Вокруг, наступая друг другу на ноги, теснятся возбужденные краснорылые гости. Вот четверо совершенно одинаковых низовых функционеров обсуждают что-то захватывающе интересное, тесно сблизив коротко стриженные головы с набрякшими складками загривков. Вот похожий на Ромку шустрячок в безупречном костюмчике и белоснежной сорочке с галстучком-бабочкой, привстав на цыпочки, умильно нашептывает какие-то приятные секреты прямо в волосатое бородавчатое ухо начальника средней руки, а тот важно кивает, полуоткрыв рот, полузакрыв глаза и почесывая брюхо, неудержимо выпирающее из мятой растегнутой рубашки. Вот склизкий напомаженный адвокатишка, крапивное семя, гогоча над собственной шуткой, тянется к тарелке с пирожными через головы слитной груды насупленных хмырей, скучковавшихся по признаку какой-то неведомой обиды: куда-то их не позвали, чего-то недодали, зачем-то родили на свет. Вот телевизионный репортер, одновременно наглый и подобострастный, как и подобает истинным лакеям, иронически вздернув красиво выщипанную бровь и по-базарному работая локтями, продирается к дежурной селебрити, а та уже выпячивает навстречу свежеподтянутый бюст и изо всех сил цепляется зубами за сползающую силиконовую улыбку.
— Яду мне, Ромка, яду!
И безотказный Ромка-шестеренка быстро проворачивается вокруг своей оси и жестом фокусника выносит из потных недр гудящего людского механизма полную рюмку чистейшего яда:
— «Боумор», Шайечка… пардон, Шайя, в точности, как ты любишь — сингл-даббл-стрейт!
Шайя опрокидывает рюмку… рюмку-ромку… ромку-похоронку… и закрывает глаза. Виски душистой лавой разливается по улицам его души, хороня под собой невыносимую картину окружающего непотребства.

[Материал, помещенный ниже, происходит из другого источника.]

PR #40, opened 2023-04-28
ENH: support CuPy to_device "cpu"

tylerjereddy:
* allow `to_device(x, "cpu")` for CuPy--this makes it easier to write portable unit tests where the
expected value is on the host (a NumPy array)

* otherwise, you can end up writing different shims in downstream libraries to move the array-like back to the host (`.get()` for CuPy...); if CuPy conforms to the standard, we shouldn't need this shim long-term

### DIFF
--- a/array_api_compat/common/_helpers.py
+++ b/array_api_compat/common/_helpers.py
@@ -154,6 +154,11 @@ def _cupy_to_device(x, device, /, stream=None):
 
     if device == x.device:
         return x
+    elif device == "cpu":
+        # allowing us to use `to_device(x, "cpu")`
+        # is useful for portable test swapping between
+        # host and device backends
+        return x.get()
     elif not isinstance(device, _Device):
         raise ValueError(f"Unsupported device {device!r}")
     else:
--- a/tests/test_common.py
+++ b/tests/test_common.py
@@ -1,0 +1,23 @@
+from ._helpers import import_
+from array_api_compat import to_device, device
+
+import pytest
+import numpy as np
+from numpy.testing import assert_allclose
+
+@pytest.mark.parametrize("library", ["cupy", "numpy", "torch"])
+def test_to_device_host(library):
+    # different libraries have different semantics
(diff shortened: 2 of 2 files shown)


asmeurer:
Looks fine to me, although this might also be something to request upstream from cupy.

asmeurer:
> if CuPy conforms to the standard, we shouldn't need this shim long-term

The standard doesn't say anything about how devices are specified https://data-apis.org/array-api/latest/design_topics/device_support.html#syntax-for-device-assignment. The "cpu" device for NumPy was just a convention that was chosen, probably based off pytorch. Maybe the standard should specify that "cpu" == host? It could be worth opening an issue about. I'm not sure what has already been discussed here.

asmeurer:
CuPy won't be tested until I test it manually. I'll be sure to do that before making another release.

tylerjereddy:
For the record I did test on CuPy (and Torch) locally with a 1080 Ti and passed for me.

asmeurer:
I'm actually a little unsure about this thinking about it. If you transfer a CuPy array to NumPy, you change what namespace it uses. That's different from PyTorch where CPU and GPU tensors both use the `torch` namespace.

tylerjereddy:
Good point, I shared that in the cross-linked array API standard issue. That said, at least for my use case, I didn't care so much about staying in the same array namespace as being able to have the memory usable directly in `assert_allclose()`. The fact that different array libraries have such drastically different semantics in moving data between device and host probably further underlines the need for a portable shim of some sort? Unless you really want each lib to write its own shims for this.

asmeurer:
Well you would need to make sure to recall array_namespace after calling to_device. 

My feeling is that this goes against some of the design decisions of the standard (see https://data-apis.org/array-api/latest/purpose_and_scope.html and https://data-apis.org/array-api/latest/design_topics/data_interchange.html). But device stuff isn't really my wheelhouse so hopefully other folks will weigh in on the issue or at the consortium meeting.

PR #41, opened 2023-04-28
Use the main array-api-tests repo instead of my fork on CI

asmeurer:


asmeurer:
There's a few legitimate test failures from torch due to some updates in the test suite.

PR #47, opened 2023-07-15
Fix the torch.take() wrapper to make axis optional for ndim = 1

### LINKED ISSUE #34: Implement torch.take with `axis` argument
I suspect take's `axis` argument will be needed at some point. Can we add a simple implementation for PyTorch?

```python
def take(array, indices, *, axis):
    key = [slice(None)] * array.ndim
    key[axis] = indices
    return array[key]
```

asmeurer:
Closes #34

### DIFF
--- a/array_api_compat/torch/_aliases.py
+++ b/array_api_compat/torch/_aliases.py
@@ -681,7 +681,11 @@ def isdtype(
     else:
         return dtype == kind
 
-def take(x: array, indices: array, /, *, axis: int, **kwargs) -> array:
+def take(x: array, indices: array, /, *, axis: Optional[int] = None, **kwargs) -> array:
+    if axis is None:
+        if x.ndim != 1:
+            raise ValueError("axis must be specified when ndim > 1")
+        axis = 0
     return torch.index_select(x, axis, indices, **kwargs)
 
 __all__ = ['result_type', 'can_cast', 'permute_dims', 'bitwise_invert', 'add',


array_api_compat/torch/_aliases.py
```diff
@@ -681,7 +681,11 @@ def isdtype(
     else:
         return dtype == kind
 
-def take(x: array, indices: array, /, *, axis: int, **kwargs) -> array:
+def take(x: array, indices: array, /, *, axis: Optional[int] = None, **kwargs) -> array:
+    if axis is None:
+        if x.ndim != 1:
+            raise ValueError("axis must be specified when ndim > 1")
+        axis = 0
```
lezcano, line 688: Or you can dispatch to `torch.take`, either should be alright.

lezcano (approved):

array_api_compat/torch/_aliases.py
asmeurer: torch.take doesn't support an axis argument.

lezcano: exactly :D `torch.take() == numpy.take(axis=None)`

lezcano: it's a bit more general, as it sees the whole tensor as a 0dim tensor and indexes into it, so it also works for `ndim > 1`.

asmeurer: Right. The flattening behavior is also there in NumPy, but I think we wanted to avoid that with the array API `take`. I'm not sure to what degree we should try to avoid that for the compat library, though (c.f. https://github.com/data-apis/array-api-compat/issues/34#issuecomment-1636813887)

PR #212, opened 2023-07-04
Supercollider: a loadtesting tool for the BGS

ericvolp12:
We need to characterize the performance of the BGS implementation so I'm building `supercollider` which is a very noisy PDS that serves to emit lots of events of a configurable mix on the `subscribeRepos` socket.

It will track the event throughput on all connections and make it easy to test the performance of BGS implementations.


ericvolp12:
Benching on this latest version using the in-memory persister:
image

Looks kinda weird, throughput on the event manager is pretty low for emitted events when lots of events are being added but during playback (the third peak), the emission rate goes up a ton. Wonder what's going on there.

ericvolp12:
This test had three phases
1. Produce 1M events and then connect 3 sockets with cursor=0 for full playback
2. Produce 10M events with 3 sockets connected (starting from live)
3. Connect 3 sockets to an event manager that's already got 10M events in the queue for playback

image

- Phase 1 shows solid peak throughput at around 60k events per second per socket
- Phase 2 shows sustained throughput of around 16k events per second per socket while persisting at the same time as emitting
- Phase 3 shows higher sustained throughput of 75k events per second per socket

I wonder if this has to do with the event manager buffer size?

ericvolp12:
oops, didn't mean to click that button, guess it's time for bed

ericvolp12:
So I bumped the event manager buffer to `16_384` and managed to get much better emission during event persistence:

image

ericvolp12:
With a rate limiter keeping us at 80k events per second produced, we can keep a dumb socket in sync. This should be a good baseline for per-socket throughput.

image

ericvolp12:
Since the BGS actually checks the validity of events (looking up the repo and making sure the events are in order), we may have to revert back to basically running a PDS here.

cmd/supercollider/main.go
```diff
@@ -0,0 +1,361 @@
...
+	}
+
+	cs, err := carstore.NewCarStore(cardb, cspath)
+	if err != nil {
+		return nil, err
+	}
+
+	hs := repomgr.NewMemHeadStore()
+
+	repoman := repomgr.NewRepoManager(hs, cs, &util.FakeKeyManager{})
```
whyrusleeping, line 358: going to need a real keymanager for this too unfortunately

ericvolp12:
Running with a dev BGS connected to the socket, we can now effectively speedtest a BGS! (at least with posts with the same content coming from a bunch of different users).

```
![CleanShot 2023-07-06 at 14 16 14](https://github.com/bluesky-social/indigo/assets/1617325/77545f9b-6538-4408-b76e-7685b2cc45c9)
```

cmd/bigsky/main.go
```diff
@@ -245,7 +256,9 @@ func run(args []string) {
 
 		var hr api.HandleResolver = &api.ProdHandleResolver{}
 		if cctx.Bool("crawl-insecure-ws") {
-			hr = &api.TestHandleResolver{}
+			hr = &api.TestHandleResolver{
+				TrialHosts: []string{"supercollider.jazco.io"},
```
whyrusleeping, line 260: lets make this a flag/env-var

events/events.go
```diff
@@ -27,7 +27,7 @@ type EventManager struct {
 
 func NewEventManager(persister EventPersistence) *EventManager {
 	em := &EventManager{
-		bufferSize: 1024,
+		bufferSize: 32_768,
```
whyrusleeping, line 30: aka `32 << 10`

events/persist.go
```diff
@@ -88,3 +88,55 @@ func (mp *MemPersister) RebaseRepoEvents(ctx context.Context, usr util.Uid) erro
 func (mp *MemPersister) SetEventBroadcaster(brc func(*XRPCStreamEvent)) {
 	mp.broadcast = brc
 }
+
+// YoloPersister is used for benchmarking, it has no persistence, it just emits events and forgets them
+type YoloPersister struct {
```
whyrusleeping, line 93: toss this in its own file

PR #213, opened 2023-07-05
extract headStore to make it easier to swap out database

whyrusleeping:
The in-memory variant goes about 20% faster in the benchmark. The rest is carstore costs


ericvolp12 (approved):
LGTM

Issue #210, opened 2023-07-01
Add mute and block support to gosky cli


servitor-social:
I'd like to implement mute and block support to gosky cli. I see ```follows``` has ```followsAddCmd``` and ```followsListCmd```

TODO:
- [ ] implement mutes
  - [ ] mutesAddCmd
  - [ ] mutesListCmd
- [ ] Implement blocks
  - [ ] blocksAddCmd
  - [ ] blocksListCmd

PR #214, opened 2023-07-05
Implementeed blocksCmd, blocksAddCmd, and blocksListCmd

servitor-social:
Implementing blocksCmd, blocksAddCmd, and blocksListCmd from #210

### DIFF
--- a/cmd/gosky/main.go
+++ b/cmd/gosky/main.go
@@ -100,6 +100,7 @@ func run(args []string) {
 		createInviteCmd,
 		adminCmd,
 		createFeedGeneratorCmd,
+		blocksCmd,
 	}
 
 	app.RunAndExitOnError()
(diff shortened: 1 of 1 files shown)


cmd/gosky/main.go
```diff
@@ -1469,3 +1470,72 @@ var createFeedGeneratorCmd = &cli.Command{
...
+	Name:      "add",
+	Flags:     []cli.Flag{},
+	ArgsUsage: `<user>`,
+	Action: func(cctx *cli.Context) error {
+		xrpcc, err := cliutil.GetXrpcClient(cctx, true)
+		if err != nil {
+			return err
+		}
+
+		user := cctx.Args().First()
```
whyrusleeping, line 1492: we might want to confirm that this is a DID instead of a handle, or if its a handle resolve it to a DID first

— Еще! — командует Шайя, не открывая глаз. — И даме, даме не забудь…
— Обижаешь… — огорчается Ромка. — Дама давно охвачена.
И точно — вот она, Ив, стоит рядом, вполне «охваченная», сжимая в пальцах тонкую ножку бокала, и со слегка растерянной улыбкой наблюдает праздничную суету битловской вечеринки. Ей тут определенно нравится — и шум оживленных разговоров, и громкий смех, и яркий свет, и весело подмигивающий небритый толстяк в сандалиях на босу ногу, и заговорщицкие перешептывания, и музыка, и сверхпредупредительный опекун Рома. А растерянность в улыбке относится скорее к непонятной Шайиной резкости. Ну чего это он вдруг взъелся? Почему? Какой же это свинарник? И зачем обижать бедного Рому — вон ведь как старается человек… Ив с недоумением поглядывает на Шайю, протягивающего руку за третьей порцией виски. Таким она его не видела еще никогда — грубым, агрессивным, ненавидящим.